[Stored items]
*** Block opens ***

PR #596, opened 2025-06-05
Reference potential density adaptation to evolving model state

matsbn:
This PR introduces adaptability of the reference potential densities to the evolving model state for the hybrid vertical coordinate. This is realised by the following new capabilities:
- The namelist variable `sigref_spec` can now be set to `'function'` so that the reference potential densities are defined by a functional form, specified by the namelist variable `sigref_fun_spec`. The `sigref_fun_spec` is a derived data type with parameters to define a cubic Bezier curve, suitable to provide a reference potential density distribution for the bulk of the water masses. For very light and dense water masses, the Bezier curve is complimented with parabolic distributions, also specified in `sigref_fun_spec`.
- If the new namelist variable `sigref_adaption` is set to true, the parameters of `sigref_fun_spec` are adjusted to the evolving model state. The adjustment seeks to keep the mass fraction of the densest parabolic distribution to a prescribed fraction and to adjust some of the Bezier points to optimally occupy the mixed layer with constant pressure levels.  The e-folding time scale of the parameter adjustment is set by the namelist variable `sra_ts`, currently defaulting to 5 years.

### DIFF
--- a/cime_config/namelist_definition_blom.xml
+++ b/cime_config/namelist_definition_blom.xml
@@ -978,6 +978,136 @@
     <desc>Pressure level specification: Valid specs.: 'inflation', 'namelist'</desc>
   </entry>
 
+  <entry id="sigref_fun_spec%dsdz_bot">
+    <type>real</type>
+    <category>vcoord</category>
+    <group>vcoord</group>
+    <values>
+      <value>1.125</value>
+    </values>
+    <desc>Derivative of sigma with respect to z at Bezier point 4 (z = 1) [kg m-3]</desc>
+  </entry>
+
+  <entry id="sigref_fun_spec%sp1">
+    <type>real</type>
+    <category>vcoord</category>
+    <group>vcoord</group>
+    <values>
+      <value>23.70</value>
+    </values>
+    <desc>Sigma value at Bezier point 1 (z = 0) [kg m-3]</desc>
+  </entry>
+
+  <entry id="sigref_fun_spec%zp2">
+    <type>real</type>
+    <category>vcoord</category>
+    <group>vcoord</group>
+    <values>
+      <value>0.21</value>
+    </values>
+    <desc>z value at Bezier point 2 []</desc>
+  </entry>
+
+  <entry id="sigref_fun_spec%zp3">
+    <type>real</type>
+    <category>vcoord</category>
+    <group>vcoord</group>
+    <values>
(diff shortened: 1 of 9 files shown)


TomasTorsvik (approved):
@matsbn - superficially, this looks fine to me. Could you please comment
- what kind of testing has ben carried out with these code changes?
- is this intended to be turned on as default in NorESM3.0?
- if so, should we expect to see significant changes in the physics (and where would this be)?

matsbn:
> @matsbn - superficially, this looks fine to me. Could you please comment
> 
> * what kind of testing has ben carried out with these code changes?
> * is this intended to be turned on as default in NorESM3.0?
> * if so, should we expect to see significant changes in the physics (and where would this be)?

@TomasTorsvik,

In terms of testing I have confirmed that results are identical with different processors counts and that it reproduce results after restart in OMIP2 configuration (2 + 1 years identical to 3 years).

If longer simulations give satisfactory results, I would want this as default in NorESM3.0. It is a solution to the inability of NorESM2 to run e.g. the 4XCO2 experiment towards stabilisation (model crashes since available density classes are unsuitable). It might also be beneficial for scenario simulations or other simulations where the model state evolves significantly.

I do not expect very large changes in the physics, but cannot say for sure before analysing long simulations. A full OMIP2 cycle is underway that should give some insight. Also coupled simulations will be started shortly. The biggest challenge found so far is mixing in the Mediterranean outflow, which is very sensitive to model vertical resolution.

TomasTorsvik:
@matsbn - thanks for clarification. I don't mind if you merge this when you think it is ready, but perhaps it would be useful for documentation to include a link to the case description and/or diagnostics for the long OMIP2 in this PR before doing so.

matsbn:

*** Block closes ***

GOAL OF THE EXERCISE
The reply is a bare number, the count of lines in these entries that hold the word "kind".

OUTPUT FOR THIS TASK
2